• Kyodo


The labor ministry said Friday it is seeking around ¥280 billion to promote labor reform as part of a total budgetary request for a record ¥31.43 trillion in fiscal 2018.

The total is a 2.4 percent rise from fiscal 2017 through next March. Labor reform is one of the key policies being pushed by Prime Minister Shinzo Abe, who is now trying to boost sagging public support.

As part of efforts to improve employment conditions for nonregular workers, under the goal of “equal pay for equal work,” the ministry plans to expand subsidies for companies, create sector-by-sector manuals, and add 100 more inspection officers to monitor long working hours.

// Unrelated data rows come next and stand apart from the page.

PR #2781, opened 2023-07-25
Prevent unneeded blog switching in multisite env.

### LINKED ISSUE #1180: \Timber\Site\__construct breaks image srcset
### Expected behavior

Should get srcset image urls like "/files/image_name.jpg".
### Actual behavior

Instead srcset image url is "wp-content/blogs.dir/blog_id/files/<image_name>.jpg". This prevents scrset from displaying responsive images.

Broken code 

**return switch_to_blog($blog_ids['old']);**

``` php
public function __construct( $site_name_or_id = null ) {
        if ( is_multisite() ) {
            $blog_ids = self::switch_to_blog($site_name_or_id);
            $this->init();
            $this->init_as_multisite($blog_ids['new']);
            return switch_to_blog($blog_ids['old']);
        } 
        $this->init();
        $this->init_as_singlesite();
}
```

Working code 

**return restore_current_blog();**

``` php
public function __construct( $site_name_or_id = null ) {
        if ( is_multisite() ) {
            $blog_ids = self::switch_to_blog($site_name_or_id);
            $this->init();
            $this->init_as_multisite($blog_ids['new']);
            return restore_current_blog();
        } 
        $this->init();
        $this->init_as_singlesite();
    }
```

WordPress 4.4.2, Timber 1.1.2

---

This function could use some documentation. Why is switching blogs necessary at all and why switch back to using `switch_to_blog()` again, instead of `restore_current_blog()`? With the current code, `$GLOBALS['_wp_switched_stack']` is not emptied, thus `ms_is_switched()` returns true, and `wp_upload_dir()` returns the wrong baseurl for srcset.

Levdbas:
To get some further experience with PRs I wanted to tackle an older issue.

Related:

- #1180

## Issue
switch_to_blog() was used when not needed in multisite environments, resulting in unneeded globals being set.

## Solution
Only use switch_to_blog() when the ID is different from the current id blog id. While at it, I changed some internal variables to reflect the new internal working and updated the docblock as well. I also added a fallback when get_blog_details() returns null instead of a site object.

## Impact
Less globals set in the form of $GLOBALS['_wp_switched_stack'] and $GLOBALS['switched']

## Testing
Current tests are covering it.

### DIFF
--- a/src/Site.php
+++ b/src/Site.php
@@ -188,17 +188,31 @@ class Site extends Core implements CoreInterface
     /**
      * Switches to the blog requested in the request
      *
-     * @param string|integer|null $site_name_or_id
+     * @param string|integer|null $blog_identifier The name or ID of the blog to switch to. If `null`, the current blog.
      * @return integer with the ID of the new blog
      */
-    protected static function switch_to_blog($site_name_or_id)
+    protected static function switch_to_blog($blog_identifier)
     {
-        if ($site_name_or_id === null) {
-            $site_name_or_id = \get_current_blog_id();
+        $current_id = \gget_current_blog_id();
+
+        if ($blog_identifier === null) {
+            $blog_identifier = $current_id;
         }
-        $info = \get_blog_details($site_name_or_id);
-        \switch_to_blog($info->blog_id);
-        return $info->blog_id;
+
+        $info = \gget_blog_details($blog_identifier);
+
+        if (false === $info) {
+            Helper::error_log('Timber\Site::switch_to_blog() could not find a blog with the identifier "' . $blog_identifier . '"');
+            return $current_id;
+        }
+
+        $blog_identifier = $info->blog_id;
+
+        if ($current_id !== $blog_identifier) {
+            \gswitch_to_blog($blog_identifier);
+        }
+
+        return $blog_identifier;
     }
 
     /**
--- a/src/Site.php
+++ b/src/Site.php
@@ -193,13 +193,13 @@ class Site extends Core implements CoreInterface
      */
     protected static function switch_to_blog($blog_identifier)
     {
-        $current_id = \gget_current_blog_id();
+        $current_id = \get_current_blog_id();
 
         if ($blog_identifier === null) {
             $blog_identifier = $current_id;
         }
 
-        $info = \gget_blog_details($blog_identifier);
+        $info = \get_blog_details($blog_identifier);
 
         if (false === $info) {
             Helper::error_log('Timber\Site::switch_to_blog() could not find a blog with the identifier "' . $blog_identifier . '"');
@@ -209,7 +209,7 @@ class Site extends Core implements CoreInterface
         $blog_identifier = $info->blog_id;
 
         if ($current_id !== $blog_identifier) {
-            \gswitch_to_blog($blog_identifier);
+            \switch_to_blog($blog_identifier);
         }
 
         return $blog_identifier;
--- a/src/Site.php
+++ b/src/Site.php
@@ -199,7 +199,7 @@ class Site extends Core implements CoreInterface
             $blog_identifier = $current_id;
         }
 
-        $info = \get_blog_details($blog_identifier);
+        $info = \get_blog_details($blog_identifier, false);
 
         if (false === $info) {
             return $current_id;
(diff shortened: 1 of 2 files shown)


src/Site.php
```diff
@@ -188,17 +188,30 @@ public function wp_object(): ?WP_Site
...
+        if (false === $info) {
+            return $current_id;
         }
-        $info = \get_blog_details($site_name_or_id);
-        \switch_to_blog($info->blog_id);
-        return $info->blog_id;
+
+        $blog_identifier = $info->blog_id;
+
+        if ($current_id !== $blog_identifier) {
```
gchtr, line 210: This check should be typecast, because `$blog_identifier` might be passed as a string instead of an integer.

```suggestion
        if ($current_id !== (int) $blog_identifier) {
```

src/Site.php
```diff
@@ -188,17 +188,30 @@ public function wp_object(): ?WP_Site
     /**
      * Switches to the blog requested in the request
      *
-     * @param string|integer|null $site_name_or_id
+     * @param string|integer|null $blog_identifier The name or ID of the blog to switch to. If `null`, the current blog.
      * @return integer with the ID of the new blog
      */
-    protected static function switch_to_blog($site_name_or_id)
+    protected static function switch_to_blog($blog_identifier)
```
gchtr, line 194:
```suggestion
    protected static function switch_to_blog($blog_identifier = null) : int
```

src/Site.php
```diff
@@ -188,17 +188,30 @@ public function wp_object(): ?WP_Site
...
-        \switch_to_blog($info->blog_id);
-        return $info->blog_id;
+
+        $blog_identifier = $info->blog_id;
+
+        if ($current_id !== $blog_identifier) {
+            \switch_to_blog($blog_identifier);
+        }
+
+        return $blog_identifier;
```
gchtr, line 214: Make sure we always return an integer.

```suggestion
        return (int) $blog_identifier;
```

gchtr (changes requested):
Good catch!

I only found some issues with strict types, otherwise this looks good to me.

src/Site.php
Levdbas: Since I am quite new to the whole typecasting thing, a small question.

Is it a possibility to typecast `$blog_identifier` at https://github.com/timber/timber/blob/43acfc764d6d96f60ab49fedf36ce784f788e832/src/Site.php#L208

instead of on line 210 and 214 as the return type. If so what would be preferred?

gchtr: Oh yeah, you could use:

```php
$blog_identifier = (int) $info->blog_id;
```

I think that would be better than using the typecasts later.

The basic problem is that when `$blog_identifier` is passed to the function, then it could be a string:

```php
$site->switch_to_blog( '3' );
```

And when we compare a string to a number, `===` will always return `false`. In the future, we could prevent that by requiring an integer to be passed, which could be `null` as well:

```
protected static function switch_to_blog( ?int $blog_identifier = null)
```

But I don’t want to add that breaking change just yet.

gchtr:
@Levdbas I’ve marked this as 2.x future, because it’s not essential to include this in the Release Candidate for Timber 2.0 ;).

Levdbas:
> @Levdbas I’ve marked this as 2.x future, because it’s not essential to include this in the Release Candidate for Timber 2.0 ;).

No problem! I think I managed to fix the PR though. Prior to this PR Timber was always switching to a blog, no matter what. After my initial changes Timber was **still** always changing because of the strict checking and without transforming the $blog_identifier in an INT first, still resulting in always switching in these tests and thus passing the tests.

After applying your suggestions, it finally passed the strict testing and resulting in not switching for the first time but resulting in testing errors.

What I did to make the tests work again:

Add `restore_current_blog();` after each switch blog function, just like it is recommended by WordPress. Adding these on rule [149](https://github.com/timber/timber/blob/3e45f8a78c0e6ef2e772ecabfcd3906423a4b0d7/tests/test-timber-multisite.php#L149C22-L149C22), 151, 153 was needed in the end to fix the test.

I think this is because `self::createSubDomainSite` switches to a particular blog as well. Since we ended up preventing unnecessary switching, the get_post() call was running on the wrong website at https://github.com/timber/timber/blob/3e45f8a78c0e6ef2e772ecabfcd3906423a4b0d7/tests/test-timber-multisite.php#L192 resulting in a wrong test result.

So by setting the `restore_current_blog();` we made sure each time we make sure that the starting blog is correct for making the query.

Let me know what your thoughts.

gchtr (approved):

After the suicide of a young female employee at advertising giant Dentsu Inc. in 2015, the government is preparing legislation to impose a binding cap on long working hours in a country notorious for its overwork culture.

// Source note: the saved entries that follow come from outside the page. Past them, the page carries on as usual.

PR #2786, opened 2023-08-01
fix: Allow overwrite of default avatar in comments.

### LINKED ISSUE #2468: Comment avatar functions ignore $args['default']
## Expected behavior

If you want to customize the default avatar in WordPress from a plugin or theme, normally you'd do so via one of the avatar filters like so:

```php
function example_custom_avatar_data($args, $id_or_email) {
  $args['default'] = 'https://placeimg.com/96/96/animals';
  return $args;
}

add_filter('pre_get_avatar_data', 'example_custom_avatar_data', 10, 2);
```

In which case any request for a Gravatar that does not exist will instead display our custom default image:

Screen Shot 2021-07-14 at 9 32 55 AM

This functionality is helpful in cases where we want to extend WordPress's default avatar functionality dynamically via a plugin.

## Actual behavior

In Timber, the following code in the context of a post comment…

```twig
<img src="{{comment.avatar}}" width="96" height="96" alt="">
```

…will never display the image path set via the filter using `$args['default']`. It will always fall back to `get_option('avatar_default')` unless `$default` is provided from the template.

Screen Shot 2021-07-14 at 9 37 12 AM

1. Activate the Timber starter theme.
2. Add the Twig snippet above to the theme's `templates/comment.twig`.
3. Add the PHP snippet above to the theme's `functions.php` or to a new plugin.
4. Navigate to `wp-admin/options-discussion.php` and scroll to the "Default avatar" section. All default avatars should display the image path provided in the PHP snippet.
5. Navigate to a post containing comments with a default image visible. Observe that the image displayed does not match what was defined in the filter.

- WordPress 5.7.2
- PHP 7.4.1
- Timber 1.18.2

- WP.org, synced locally via [Local](https://localwp.com/)

Levdbas:
Related:

- #2468

## Issue
Default avatar overrides could not be overwritten by the pre_get_avatar_data filter. 

## Solution
Set `default ` arg as well, while at it, add arguments more the WordPress way in `avatar_out`

## Impact
None, this only affects sites that override the default avatar.

## Usage Changes
none

## Considerations
The new default url is fed into Gravatar and then returned. Ideally you would like to check if an avatar returned by gravatar is a default one and if so, overwriting the resulting url with the default url, thus not resulting in a url like:

http://0.gravatar.com/avatar/a5f7937f4bc10cfe01abb42fe5504da9?s=92&d=https%3A%2F%2Fupload.wikimedia.org%2Fwikipedia%2Fcommons%2Fthumb%2F1%2F15%2FCat_August_2010-4.jpg%2F1920px-Cat_August_2010-4.jpg&r=X

where the d arguments holds the overwritten default. This would lead to less dependance on Gravatar as a whole but I did not found a good way to do that.

## Testing
no

### DIFF
--- a/src/Comment.php
+++ b/src/Comment.php
@@ -252,6 +252,10 @@ class Comment extends CoreEntity
             return $args['url'];
         }
 
+        if (isset($args['default'])) {
+            $default = $args['default'];
+        }
+
         $email_hash = '';
         if (!empty($email)) {
             $email_hash = \md5(\strtolower(\trim($email)));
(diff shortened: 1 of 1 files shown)


nlemoine (approved):
LGTM, thanks @Levdbas !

The Ministry of Health, Labor and Welfare expects Japan’s social security expenses to increase by around ¥630 billion from the current fiscal year, due mainly to the aging of the country’s population.

Reining in swelling social security costs such as medical fees and pensions — which account for around a third of the country’s total expenditure — has been an urgent task.

The Finance Ministry, which will process budgetary requests to be filed by each ministry and agency by next Thursday, plans to slash the rise in social security costs to around ¥500 billion for the next fiscal year.

Overall, budgetary requests for fiscal 2018 are expected to reach around ¥101 trillion in the general account, topping ¥100 trillion for a fourth straight year.